__What the exercise asks__: Output exactly the line containing "tico24: it would" and each line after it through the last line of the records, and nothing else.

__Material for the task__:
# # # #

Issue #240, opened 2020-12-23
Create a helm chart


fsmaia:
- [x] I have seached issues for similar feature requests

## What is this feature about (1 sentence)

This feature is about having a helm chart to automate deployment using [Helm](https://github.com/helm/helm)

## Why is it needed? What is the value? For whom do we build it?

In one of the main guides listed in the docs, the writer used a tool to create a Helm chart:
https://medium.com/@adityahbk/cypress-parallelization-on-jenkins-using-sorry-cypress-197a86ad8ed1

IMHO it would increase the popularity of this amazing tool, and it would make it easier to deploy, also by forcing some sane defaults.

## High-level feature overview

Taking lighthouse-ci and sonarqube as examples:
* https://github.com/sebastien-prudhomme/cowboysysop-charts/tree/lighthouse-ci/charts/lighthouse-ci
* https://github.com/Oteemo/charts/tree/master/charts/sonarqube

They added a boilerplate to make the repo a Helm chart repository. I haven't seen any Helm charts within a regular repository like this one, so I don't know if a packages/helm directory would be enough, or if additional boilerplate would be required.

tico24:
I'll take this. It'll probably be in its own repo (at least initially) due to how the Helm releases work.

tico24:
I've had a first stab at it. It's currently in my own repo [here](https://github.com/tico24/sorry-cypress-helm/tree/main/sorry-cypress-helm) because I'm nowhere near ready to taint this repo with it!

It's very opinionated, but seems to work with the minimal testing I've done. Would appreciate your feedback.

tico24:
I've now spent a few hours on it and its reasonably robust. I believe it's probably "good enough" for an initial release, and then we can grow/tweak it as requirements come through. I'd still appreciate some real-world usage so let me know your thoughts @agoldis @fsmaia.

The default deployment is a non-persistent affair. This should make it easier for new people to deploy. However, persistent mongo and S3 access is available and configurable in the values.yml with examples. I believe I've included options for all the various environment variables that are documented.

@agoldis There's a couple of things I can think of that'll need some thought before we merge in:

**1. Where should it live?**
The helm chart should get released whenever the software gets a release update, but it'll also probably get released in between those periods (bug fixes, enhancements etc). I don't know your release flow, but maybe if this interferes with your releases, it should have it's own repo?

[...]

PR #242, opened 2020-12-24
#240 Create a Helm Chart

tico24:
Hopefully I've put everything in the right place. Apologies if not... it's very early here!

This is the initial attempt at a Helm chart for Sorry Cypress. By default there's no persistence, it uses the dummy screenshots driver and the inmemory db driver.

However, tweaking the values.yml file will allow the user to both create (and use) a persistent mongo instance, and configure S3 screenshot storage.


agoldis:
@tico24 Sorry for taking so long. I have been afk a lot during the holidays, I appreciate a lot what you've done! Will review soon!

agoldis (approved):

agoldis:
@tico24 @fsmaia I was sure that adding org members would grant sufficient permissions to create branches etc... apparently not. I have invited you to a team that has maintainer access to this repo, and admin for https://github.com/sorry-cypress/charts

Please tell me if that's sufficient

tico24:
ok @agoldis @fsmaia I'm now not sure why the linter is still failing. I'm reluctant to merge this in with it failing.  It passes on my downstream fork:

https://github.com/tico24/sorry-cypress/runs/1654760212?check_suite_focus=true
https://github.com/tico24/sorry-cypress/runs/1654760232?check_suite_focus=true

tico24:
Well one of the reasons was I forgot the release.yml so it never released the helm. I have addressed this now, but this hasn't fixed the issue.

agoldis:
@tico24  I am a complete noob, but I think until the files are actually merged into master, they won't be accessible?

tico24:
> @tico24 I am a complete noob, but I think until the files are actually merged into master, they won't be accessible?

This would make a lot of sense. Shall we just try a merge?

agoldis:
Hm... what is `chart-testing` supposed to do? Does it test the candidate?

tico24:
> Hm... what is `chart-testing` supposed to do? Does it test the candidate?

I would hope so, yes!

agoldis:
> > Hm... what is `chart-testing` supposed to do? Does it test the candidate?
> 
> I would hope so, yes!

In that case probably using the PR branch is correct, otherwise it will test the version on master?

agoldis:
sorry if it doesn't make sense - that's all quite new to me :)

tico24:
> sorry if it doesn't make sense - that's all quite new to me :)

No, that would make sense. It would explain why it works on my fork. I don't know how to tell it to look at the PR branch though.... frantically googling :)

tico24:
I could well be wrong, but I think it IS checking the PR code. It looks like it saying "as long as the PR is a merge to master, then run this". It then pulls the PR, merges with master and runs the tests... that's what the github action logs imply anyway.

tico24:
I'm afraid I'm out of ideas!

.github/workflows/lint-test.yml
```diff
@@ -0,0 +1,51 @@
...
+          if [[ -n "$changed" ]]; then
+            echo "::set-output name=changed::true"
+          fi
+
+      - name: Run chart-testing (lint)
+        id: lint
+        uses: helm/chart-testing-action@v2.0.1
+        with:
+          command: ct lint
+          config: charts/sorry-cypress/lint.yaml
```
agoldis, line 42:
```suggestion
          config: charts/lint.yaml
```

charts/test.yaml
```diff
@@ -0,0 +1,8 @@
+# See https://github.com/helm/chart-testing#configuration
```
agoldis, line 1: is it really used?

.github/workflows/lint-test.yml
```diff
@@ -0,0 +1,51 @@
...
+
+      - name: Create kind cluster
+        uses: helm/kind-action@v1.0.0
+        with:
+          install_local_path_provisioner: true
+        if: steps.lint.outputs.changed == 'true'
+
+      - name: Run chart-testing (install)
+        run: ct install
```
agoldis, line 51: should we use an explicit config file with `debug: true`?

agoldis:
> I'm afraid I'm out of ideas!

@fsmaia do you have any ideas?

charts/test.yaml
tico24: it would appear not. It's also not where we're failing though.

tico24:
I think I've worked it out. We have to release the chart first, which means it needs to be on master.. and then it should work, no? No matter what I do on my repo, it works.... so I'm still pretty confident its working. Worst case, we revert

agoldis:
I did something here https://github.com/sorry-cypress/sorry-cypress/pull/254 and it worked, but I have no idea why it worked

tico24:
it worked because I changed the "on: pull_request" line to "on: push".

# # # #

__Solution for this task__:
tico24: it would appear not. It's also not where we're failing though.

tico24:
I think I've worked it out. We have to release the chart first, which means it needs to be on master.. and then it should work, no? No matter what I do on my repo, it works.... so I'm still pretty confident its working. Worst case, we revert

agoldis:
I did something here https://github.com/sorry-cypress/sorry-cypress/pull/254 and it worked, but I have no idea why it worked

tico24:
it worked because I changed the "on: pull_request" line to "on: push".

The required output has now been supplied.